INPUT FOR THIS TASK:
Issue #338, opened 2026-08-07
Epic: make the issue-to-PR workflow autonomous for coding agents


pengfei-threemoonslab:
> Current release scope (2026-09-12): #504/#337 remain open but are deferred from the first advisory v1.0 under #643. The historical P1 ordering below describes the broader authenticated autonomous workflow. The selected release instead completes named CLI/PR/JSON output and truthful handoff through #684/#662; it does not fabricate human continuation or wait for external adoption.

> Product status (2026-09-04): the launcher, effective diff, compact envelope, publication permissions and current-control foundations below are delivered. **P1 remaining work is #504 → #337:** specify one eligible authenticated human decision, then complete it in GitHub. The first slice runs with #521's pilot and no longer waits for adopted users to exist. Host-session receipts (#293) remain a separate external dependency.

## Executive summary

Shipgate has strong machine-readable contracts, but the end-to-end pull-request workflow still assumes that a human will debug CLI environments, Git topology, verifier artifacts, and state transitions. That assumption no longer matches the primary product reality: users increasingly delegate issue-to-PR work to coding agents and expect to intervene only for genuine semantic or authority decisions.

A real issue #317 follow-up exposed the gap:

1. A coding agent implemented and tested a review fix.
2. Verification combined committed branch changes with overlapping uncommitted follow-ups and emitted seven `boundary_diff_shape_invalid` review findings.
3. `control.must_stop=true` and `allowed_next_commands=[]` prevented the agent from committing or pushing—the operations needed to produce a coherent PR diff and obtain review.
4. The user entered the terminal manually.
5. The promoted `agents-shipgate` launcher failed with `ModuleNotFoundError`, requiring a hand-discovered `PYTHONPATH=src python -m agents_shipgate` invocation.
6. The verifier then reported `execution: succeeded` and exit code 0 while the operational state remained `human_review_required`.
7. The user repeatedly had to ask whether the run was complete and whether the coding agent could update the PR.
8. After a manual commit and committed-ref verification, the result finally became `control.state=complete`.

The safety model worked fail-closed, but the product required the user to understand implementation details unrelated to the actual risk decision.

## North-star product principle

> **Human review should block merge and completion, not publication of review evidence.**

A user should be able to tell a coding agent “fix this issue and update the PR.” Shipgate should autonomously handle worktree verification, artifact identity, and PR evidence publication. The human should enter only when a semantic, policy, or authority decision genuinely requires judgment.

[...]

Issue #337, opened 2026-08-07
Add a GitHub-native human review and authorization flow


pengfei-threemoonslab:
## First advisory release scope — 2026-09-11

Owner decision: **adoption > completeness; make v1.0 ready with repository-independent work, then expand adoption.** Real GitHub-authenticated human continuation remains open. Selected v1 fixtures prove truthful routing and limitations, not an independent human decision.

Removed from the selected v1.0 milestone; kept open and deferred, not resolved. #643/#644/#645/#646 define current product acceptance; #572 preserves the historical qualified no-go and #648 owns the actual publication contract. The prior evidence and acceptance below remain a record of the deferred work, not newly satisfied conditions.

---

Parent: #504, within the #338 workflow epic. Consumes #536's human-decision contract and #537's bound decision evaluator. #333, #335 and #339 are completed prerequisites. #293 remains separately blocked on host attestation.

## Problem

A reviewer receives a human-routed verdict but cannot record an authenticated decision against the reviewed bytes and then follow an exact continuation. The #503/#505 workflow in #504 demonstrates the gap in this repository.

The minimum GitHub pilot no longer waits for adopted users to exist: that would defer the mechanism needed to complete their first review. Broad organization governance and host-session authorization remain outside this slice.

## Proposed direction

Reuse the existing PR check/comment publication surfaces. Put the **named capability change, openable evidence, coverage limit, required decision and review location** in the PR. A reviewer should not need a job log or downloaded artifact archive to learn what is being asked.

Start with the eligible `review_required` request class specified by #504. Bind:

- repository and verification request ID;
- head commit/tree and reviewed change;
- policy snapshot, decision identity and full review-set identity;
- authenticated eligible reviewer and their decision;
- the exact verifier continuation and the status it actually produces.

The coding agent may publish evidence when existing permissions allow it, but cannot create, forge or reuse human authorization. A plain GitHub approval is insufficient unless its identity, eligibility, scope and freshness can be established with credentials isolated from the coding agent.

An acceptance/dispute record for blocked, critical, gate-governing, incomplete-input or gate-weakening results is audit evidence, not automatic clearance. The existing push-only authorization overlay does not become merge authority through this issue. #504 must specify the postcondition and authority boundary first.

## Acceptance criteria

- [ ] One eligible review-required case completes question → authenticated decision → exact continuation on the existing GitHub surface; the remaining obligations and status are visible.
[...]

PR #346, opened 2026-08-08
feat(control): separate permission to publish a PR from permission to merge

### LINKED ISSUE #335: [Agent-first UX][P0] Separate permission to publish a PR from permission to merge
> Parent epic: #338

## Problem

The current control model treats human review as a universal stop:

```json
{
  "state": "human_review_required",
  "must_stop": true,
  "completion_allowed": false,
  "allowed_next_commands": []
}
```

For an agent working on a pull request, this blocks commit, push, and PR updates—the exact actions often required to publish evidence and obtain human review. It conflates two materially different decisions:

1. May the agent publish the change for review?
2. May the change be merged or reported complete?

This creates a circular workflow: human review is required, but the agent cannot publish the reviewable state.

## Product principle

**Human review should block merge and completion, not publication of review evidence.**

## Proposed direction

Expose action-specific capabilities rather than projecting all control through one `must_stop` boolean:

```json
{
  "permissions": {
    "edit": true,
    "commit": true,
    "push": true,
    "update_pr": true,
    "merge": false,
    "report_complete": false
  }
}
```

Optionally add a state such as `review_publishable` for “agent may publish/update the PR, but a human must review before merge.”

`must_stop` can remain as a backward-compatible projection, but it must not erase safe progress actions.

## Acceptance criteria

- [ ] Control independently represents edit, commit, push, PR-update, merge, and completion permissions.
- [ ] A normal `human_review_required` result can authorize commit/push/PR update while denying merge/completion.
- [ ] Truly unsafe or untrusted input can still deny publication when policy requires it.
- [ ] `allowed_next_commands` includes the safe route to publish evidence when publication is permitted.
- [ ] Generated agent instructions explain that “update PR” is not equivalent to “merge.”
- [ ] Existing consumers receive a documented compatibility projection or schema-version migration.
- [ ] Tests cover coding-agent repair, review publication, human approval, and final merge authorization as distinct transitions.

## Example target behavior

```json
{
  "state": "review_publishable",
  "next_actor": "coding_agent",
  "permissions": {
    "commit": true,
    "push": true,
    "update_pr": true,
    "merge": false,
    "report_complete": false
  },
  "human_review": {
    "required": true,
    "surface": "github_pull_request"
  }
}
```

pengfei-threemoonslab:
## Summary

Closes #335 (epic #338, P0).

- A human route was one universal stop: `control.state: "human_review_required"` with `must_stop: true` and `allowed_next_commands: []`. For an agent working on a pull request that denied commit, push, and PR updates — the exact actions needed to produce the evidence a human was being asked to review. The gate was correct and the workflow was circular.
- **Human review now gates merge and completion, not publication of review evidence.** Two additive changes to the `AgentControl` union carry that.
- `control.permissions` — a required object on every state with the exact booleans `edit`, `commit`, `push`, `update_pr`, `merge`, `report_complete`. It is a discriminated variant fixed by the state (`FullAgentPermissions` / `PublishOnlyPermissions` / `NoAgentPermissions`, every field a `Literal`), never six independent switches. A base validator enforces `merge == report_complete == completion_allowed` and `must_stop == not permissions.publishes` — that last invariant *is* the structural statement of "`must_stop` must not erase safe progress actions", and it keeps `must_stop` meaning exactly what it always meant to existing readers.
- `control.state: "review_publishable"` — a fourth variant meaning "a human must approve the merge, and the agent may still publish the change for that review". Human `next_action`, `must_stop: false`, `stop_reason: null`, and at most the one exact rerun command that regenerates the same evidence against the committed refs (pinned by a verifier validator to `fix_task.verification_command`, so a review route can never authorize an arbitrary command).
- `human_review_required` keeps its exact old meaning and is now reserved for results Shipgate cannot vouch for: a blocked release decision, a `block` boundary decision, a run whose execution failed, unreadable or unbindable diff input, an undeclared surface with no discovery route, preflight protected-surface touches, and MCP audit blocks.
- Runtime contract `19 → 20`; `minimum_control_contract_version` `14 → 20`. No CLI surface added or changed.

## The routing judgement (the part worth reviewing closely)

The discriminator between the two human routes is **epistemic state, not severity** — new `boundary_assessment_is_evidence_backed()` in `core/codex_boundary.py`. It is a strictly weaker question than the existing `violations_within_agent_actionable_band()`, which answers a *different* question ("may the agent finish this turn locally?"). Do not conflate them.

- **Denies publication:** `BOUNDARY-INPUT-INCOMPLETE`, parse-failure rows whose evidence kind is not in the parseable allow-list, experimental adapter paths, non-replayable subjects (detached `--diff`, unbindable ref range), `block` decisions, failed execution. In all of these there is no trustworthy assessment to publish.
- **Permits publication:** an evaluated `require_review`, *including* critical risk and gate-governing trust roots (manifest, policy, ci_gate, shipgate_state).

That last point is the deliberate call, and reviewers should push back if they disagree. The reasoning: publication authority never confers merge authority — `merge` and `report_complete` are false on every state but `complete`, and PR-time `verify` re-judges the committed diff. Denying publication on a trust-root touch does not stop the agent from making the edit; it only stops a human from *seeing* it, and it reproduces the #298-era onboarding self-lock where `init --write`'s own `shipgate.yaml` trips `TRUST-ROOT-TOUCHED` and the agent cannot commit its own adoption.

## Compatibility

- Consumers switching on `control.state` **must** add a `review_publishable` branch and keep failing closed on unrecognized states. The installed Claude Code Stop hook does: it ends the turn, states that commit/push/PR-update remain authorized, and names the rerun command.
- Consumers reading only `must_stop` and `completion_allowed` need no change and lose no safety. `completion_allowed` is still false; `must_stop: false` means what it always said.
- Legacy artifacts are unaffected. A payload without `control`, or any pre-v20 payload, normalizes to `human_review_required` — `review_publishable` is only ever produced by an emitter that asserted the publication fact.
- **The frozen `shipgate.codex_boundary_result/v2` projection stays byte-frozen.** Its published schema is `additionalProperties: false` with a 3-state discriminator, and `CodexBoundaryResultV2` shares the same `control` model as the current format — so any union change breaks it. Fixed with a down-projection at the serialization boundary (`project_legacy_agent_control` + a `schema_version` branch in `agent_result_json_payload`): `permissions` is dropped and `review_publishable` collapses to `human_review_required` with `must_stop: true`. `cli/mcp.py` now reuses the same serializer so the projection cannot be bypassed by a second emit path. A pydantic model serializer would have been wrong here — `build_agent_boundary_result` copies fields via `legacy.model_dump()`, so it would leak the downgraded control into the current format.
- `agents-shipgate contract --json` gains `agent_control_permissions[]`. `harness/adoption/scorer/rules.py` learns the new state so `respects_must_stop` does not score the newly-intended behaviour as a blocker.

## Type

- [ ] Input adapter change
- [ ] Documentation only

## Verification

Additional local checks run:

- Full suite green (exit 0, zero failures), plus `ruff`, `compileall`, `scripts/generate_schemas.py --check`, and all four CI safety-canary gates (`test_adapter_static_only`, `test_p0_safety_canaries`, `test_p0_binding_canaries`, `test_agent_boundary`).
- End-to-end on real samples: `simple_crewai_agent` (`review_required`) → `review_publishable`, commit/push/update_pr true, merge/report_complete false, exact rerun command offered. `ai_generated_refund_pr` (`blocked`) → `human_review_required`, every permission false, no commands. A detached `--diff` still refuses publication. `--format codex-boundary-json` on the same worktree change returns the unchanged 3-state shape with no `permissions` key.
- New tests cover the four transitions as distinct states (repair / review publication / human approval / final merge authorization), every `review_publishable` contradiction, the `must_stop ⇔ permissions` invariant across all four states, the legacy-normalization floor, the frozen down-projection, the Stop-hook message, and a drift pin between `AGENT_CONTROL_FIELDS`/`AGENT_CONTROL_PERMISSIONS` and the model's actual fields.
- 26 assertions in `tests/test_agent_boundary.py` flip from `human_review_required` to `review_publishable`. Several are trust-root cases (manifest edits, instruction weakening, baseline/waiver touches) — that is the intended semantic change described above, and it is the part of this diff most worth a second opinion.

## Release-readiness notes

- [x] New or changed check IDs are documented in `docs/checks.md` — no check IDs changed
- [x] Report/schema changes are additive or documented in `STABILITY.md` — new "unreleased — publish authority is not merge authority" migration note; `report_schema_version`, `verifier_schema_version`, packet, handoff, and preflight versions are all unchanged

## Not done (deliberately)

The issue's example shows `human_review.surface: "github_pull_request"`, marked "Optionally". Left out: Shipgate does not know whether a pull request exists, so populating it would be fabrication, and the GitHub-native review surface is #337's scope.


src/agents_shipgate/core/codex_boundary.py
```diff
@@ -952,6 +990,23 @@ def _control_for_result(
...
+        if decision == "require_review" and boundary_assessment_is_evidence_backed(violations):
+            # The boundary was evaluated against a replayable subject and the
+            # only obligation left is human judgement, so the agent keeps the
+            # authority to put a reviewable change in front of that human.
+            return derive_agent_control(
+                reason=summary,
+                next_action=HumanControlAction(kind="review", why=why),
+                verify_required=verify_required,
+                human_review_required=True,
+                publication_allowed=True,
```
pengfei-threemoonslab, line 1011: **[P1] Reject publication for detached diffs.** This branch says the subject is replayable but never checks `verification_replayable`. The MCP entrypoint always marks caller-supplied diff text unreplayable; a detached `.codex/config.toml` change adding `sandbox_mode = "danger-full-access"` therefore returns `review_publishable` with edit/commit/push/update-PR authority and an unusable verify command. Require replayability here, or apply the unbound-subject stop before every human-review route.

src/agents_shipgate/cli/mcp.py
```diff
@@ -627,22 +628,29 @@ def _agent_result_from_audit(audit: dict[str, Any]) -> AgentResultV2:
...
-        else derive_agent_control(reason=summary)
-    )
+    elif decision == "require_review":
+        # The audit completed; only human judgement is outstanding, so the
+        # agent may still publish the change for that review.
+        control = derive_agent_control(
+            reason=summary,
+            next_action=HumanControlAction(kind="review", why=human_review.why or summary),
+            human_review_required=True,
+            publication_allowed=True,
```
pengfei-threemoonslab, line 676: **[P1] Do not publish partial MCP assessments.** Every `require_review` result becomes publishable even if another MCP file generated `mcp_json_parse_failed`. A diff combining a high-risk permission expansion with malformed `.mcp.json` content returns `review_publishable` despite partially unreadable input. Gate publication on complete parsing/resolution, not only the aggregate decision.

src/agents_shipgate/schemas/verifier.py
```diff
@@ -888,9 +889,22 @@ def _control_projects_gate(self) -> VerifierArtifact:
...
                     "an evidence-backed repair task"
                 )
-        elif self.control.state == "human_review_required" and self.fix_task is not None:
-            if self.fix_task.actor != "human" or self.fix_task.safe_to_attempt:
+        elif self.control.state in {"human_review_required", "review_publishable"}:
+            if self.fix_task is not None and (
+                self.fix_task.actor != "human" or self.fix_task.safe_to_attempt
+            ):
                 raise ValueError("human control requires a human-owned, non-safe fix task")
+            if self.control.state == "review_publishable":
```
pengfei-threemoonslab, line 936: **[P1] Bind publication to a successful, non-blocked gate.** This validates command shape but never requires `execution == succeeded`, a present release decision, or a non-blocked decision. Mutating the real verifier artifact to `execution=failed`, no decision, failed applicability, and `review_publishable` passed both `VerifierArtifact.model_validate` and `docs/verifier-schema.v0.7.json` with all publication permissions intact. Add equivalent container-level invariants to verifier, handoff, verify-run, and their JSON Schemas.

src/agents_shipgate/schemas/agent_control.py
```diff
@@ -199,6 +302,7 @@ class AgentActionRequiredControl(_AgentControlBase):
     verify_required: bool = False
     next_action: CodingAgentAction
     allowed_next_commands: list[ExactCommand] = Field(default_factory=list)
+    permissions: PublishOnlyPermissions = Field(default_factory=PublishOnlyPermissions)
```
pengfei-threemoonslab: **[P1] Scope permissions to the exact agent action.** This grants edit/commit/push/update-PR authority to every `agent_action_required` route. A missing-base `fetch_base` action consequently advertises full publication rights before any diff was evaluated, despite the contract saying to perform only `next_action`. The permission model needs action-specific execute/fetch authority, or `must_stop` must be decoupled from publication.

src/agents_shipgate/schemas/agent_control.py
```diff
@@ -226,21 +330,66 @@ def _action_is_an_allowed_route(self) -> AgentActionRequiredControl:
...
+    has no exact command to offer.
+    """
+
+    state: Literal["review_publishable"]
+    completion_allowed: Literal[False] = False
+    must_stop: Literal[False] = False
+    verify_required: bool = False
+    next_action: HumanControlAction
+    allowed_next_commands: list[ExactCommand] = Field(default_factory=list)
+    permissions: PublishOnlyPermissions = Field(default_factory=PublishOnlyPermissions)
```
pengfei-threemoonslab: **[P1] Do not synthesize omitted publication authority.** Because this field has a default factory, a `review_publishable` payload that omits the supposedly required permissions object silently gains edit/commit/push/update-PR permission. The Stop hook likewise trusts the state without checking the vector. Since this state cannot be legacy input, omission should fail closed in Pydantic and consumers.

src/agents_shipgate/cli/agent_result.py
```diff
@@ -658,7 +662,15 @@ def _bind_worktree_config_to_head(
 
 def agent_result_json_payload(result: AgentResultV2) -> dict[str, Any]:
     payload = result.model_dump(mode="json", exclude_none=True)
-    payload["control"] = result.control.model_dump(mode="json")
+    # ``shipgate.codex_boundary_result/v2`` is a frozen deprecated projection:
+    # its published schema forbids unknown properties and knows only the three
+    # pre-contract-20 states. Emit the legacy control shape there so the
+    # promise holds, exactly as ``pending_review[]`` stays off this format.
+    payload["control"] = (
+        project_legacy_agent_control(result.control)
```
pengfei-threemoonslab: **[P1] Freeze the whole v2 contract, including identity.** This helper hides the new shape only on selected serialization paths; `CodexBoundaryResultV2.model_dump_json()` still exposes `review_publishable` plus `permissions` and fails the frozen v2 schema. In addition, `audit_id` is computed from the new control before this projection, so the PR rotates two frozen IDs while every other emitted byte is unchanged. Use a genuinely frozen model/projection and hash that legacy projection for its identity.

pengfei-threemoonslab (commented):
Engineering review: **changes recommended — hold the merge pending fixes**.

The publish-vs-merge split is the right direction, but the current implementation still grants publication authority without a trustworthy, replayable assessment in multiple paths. The blocking findings are attached inline.

Additional compatibility and coverage findings:

1. **[P2] Existing schema identifiers are reused for breaking shapes.** Pre-v20 payloads become invalid under the same verifier 0.7, handoff v6, verify-run v3, and local-contract v7 identifiers. Please bump and freeze the affected schemas, or keep those versions backward-valid.
2. **[P2] Generated JSON Schemas omit two documented invariants.** They accept `review_publishable` with `next_action.kind=stop`, and the shared control schema accepts multiple rerun commands despite the at-most-one-exact-command contract. A review-only action subtype plus `max_length=1` would keep Pydantic and JSON Schema aligned.
3. **[P2] The adoption scorer ignores the new permission vector.** It treats `review_publishable` as generally non-stopping, so a subsequent merge operation is not rejected even though `permissions.merge=false`. Please parse permissions and score each observed action against them.
4. **[P2] The migration instructions are internally inconsistent.** `prompts/add-shipgate-to-repo.md` references runtime contracts 15, 14, and 20 while pinning released 0.15.0; `decide-shipgate-relevance.md` asks `--version` to report a field available from `contract --json`; and only the Cursor block in `docs/target-repo-agent-snippets.md` documents `review_publishable`.

Verification performed against head `f0bfe3de8c0f91bcf283dda76cb50b5b51a7ff6f`: GitHub checks are green; focused control, verifier, boundary, MCP, hook, schema, harness, and packaging suites passed; Ruff, compileall, schema drift, and verification-receipt reproduction passed. The exact-ref verifier still denies merge (`review_required`, `can_merge_without_human=false`), and the local boundary check returns `human_review_required` for the protected/undeclared surfaces in this PR. The negative cases described inline are not covered by the green suite.

pengfei-threemoonslab:
All six P1 findings reproduced before I touched anything, and all six are fixed in `586e4c0a`. The four P2s are addressed too. Thank you — the `fetch_base` observation in particular caught a place where I had applied my own stated principle to the human routes and then failed to apply it to the agent routes.

## P1 findings

**[P1-1] Detached diffs no longer publish.** Reproduced through the MCP entrypoint: a detached `.codex/config.toml` adding `sandbox_mode = "danger-full-access"` returned `review_publishable` with full publish authority and an unusable rerun command. You had the mechanism exactly right — the unbound-subject guard above only fires for routes that owe a command, and a non-graded `require_review` owes none, so reaching that branch never implied replayability. It now requires `verification_replayable`; the detached case returns `human_review_required` with no permissions and no commands.

**[P1-2] Partial MCP audits no longer publish.** Publication now requires that every audited surface and any explicit policy actually parsed. I drew the line at *unread input* — `mcp_toml_parse_failed`, `mcp_json_parse_failed`, `mcp_policy_parse_failed` — and deliberately left `mcp_policy_missing` (no explicit policy is the ordinary zero-config path) and the field-level "ignoring invalid X" codes eligible, since those leave a fully-read policy with every other rule applied. Happy to widen it if you read that boundary differently.

**[P1-3] Publication is bound to the substrate.** Confirmed: `execution=failed` + no decision + `review_publishable` passed both Pydantic and the v0.7 schema with every permission intact. Verifier, handoff, and verify-run now each reject it unless execution succeeded and a non-blocked release decision exists, in Pydantic *and* in generated JSON Schema.

**[P1-4] Permissions follow the route.** This was the sharpest finding. `fetch_base` and `install` run before any diff was read, so they were advertising publication of a change Shipgate had never seen — contradicting both "perform only `next_action`" and my own rule that publication requires an evaluated subject. They now carry no permissions at all. That forced the invariant to change: `must_stop == not publishes` becomes the fail-closed implication `must_stop ⇒ nothing authorized`, so `must_stop=false` is no longer a promise that publication is allowed. Consumers read `permissions`.

**[P1-5] An omitted vector fails closed where it can.** `permissions` is now required on `review_publishable` only. That state cannot be legacy input, so omission there is a malformed *current* payload silently granting publication. The three legacy-reachable states keep it optional and reconstruct it from the route rather than defaulting to publish. The Stop hook reads the vector rather than trusting the state.

**[P1-6] The freeze holds on every serialization path.** `model_dump_json()` did leak the new shape. It is now a model serializer on `CodexBoundaryResultV2`, with the two internal copy sites passing the real control explicitly so the downgrade cannot leak into the current format. I avoided the obvious mistake there: `build_agent_boundary_result` copies fields via `legacy.model_dump()`, so an unconditional serializer without those two explicit overrides would have downgraded the format that is *supposed* to carry the new state.

## The one place I landed differently

On the second half of P1-6 — "hash that legacy projection for its identity" — I fixed the symptom you identified but not by that mechanism, because hashing the projection would collapse a distinction the current format needs: `test_codex_audit_id_distinguishes_detached_control_from_replayable` exists precisely to pin that two different control states are two different audit rows, and the id is shared between the frozen v2 and the current v1 outputs.

The actual cause turned out to be narrower. `permissions` was entering the hashed control even though it is a pure projection of `state` and `next_action.kind`, both already hashed — so it added no distinguishing information and only churned. Excluding it, plus the P1-1 fix (which returns the corpus cases to `human_review_required`, since they all run through `--diff`), means **every golden in `tests/golden/` and `examples/agent-protocol/` is now byte-identical to `main`.** No frozen id rotates. If you would still rather see the projection hashed, say so and I will do it — but I would want to replace that test's intent first rather than weaken it silently.

## P2 findings

1. **Schema identifiers.** Resolved as a side effect of P1-5 rather than by bumping four versions: `permissions` is required only on the state that cannot be legacy input, so a pre-v20 payload still validates against verifier `0.7`, handoff `v6`, verify-run `v3`, agent-result `v2`, agent-boundary `v1`, and preflight `0.3` — verified directly. No identifier changes meaning, and no frozen prior-version file was touched. That seemed better than minting four schema versions whose only difference is a required field the emitter always writes.
2. **JSON-Schema invariants.** Both now hold outside Pydantic: a `HumanReviewAction` subtype pins `kind: "review"` on `review_publishable`, and `allowed_next_commands` is capped with `max_length=1`.
3. **Adoption scorer.** It now parses the vector and scores each observed operation against it, so `gh pr merge` under `review_publishable` is a blocker while `git commit` / `git push` are not. Legacy payloads with no vector reconstruct one fail-closed from the state. New test covers both directions.
4. **Migration instructions.** `add-shipgate-to-repo.md` now states one floor consistently (contract 20, with the 0.16.0 pin it implies) instead of 15/14/20 across three lines; `decide-shipgate-relevance.md` reads the floor from `contract --json` and says explicitly that `--version` reports the CLI version, not the contract floor; and the `AGENTS.md` and `CLAUDE.md` snippets in `docs/target-repo-agent-snippets.md` now document `review_publishable` alongside the Cursor block.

EXERCISE DESCRIPTION:
Go through the lines above and copy any that contain "circular".

YOUR RESPONSE:
This creates a circular workflow: human review is required, but the agent cannot publish the reviewable state.
- A human route was one universal stop: `control.state: "human_review_required"` with `must_stop: true` and `allowed_next_commands: []`. For an agent working on a pull request that denied commit, push, and PR updates — the exact actions needed to produce the evidence a human was being asked to review. The gate was correct and the workflow was circular.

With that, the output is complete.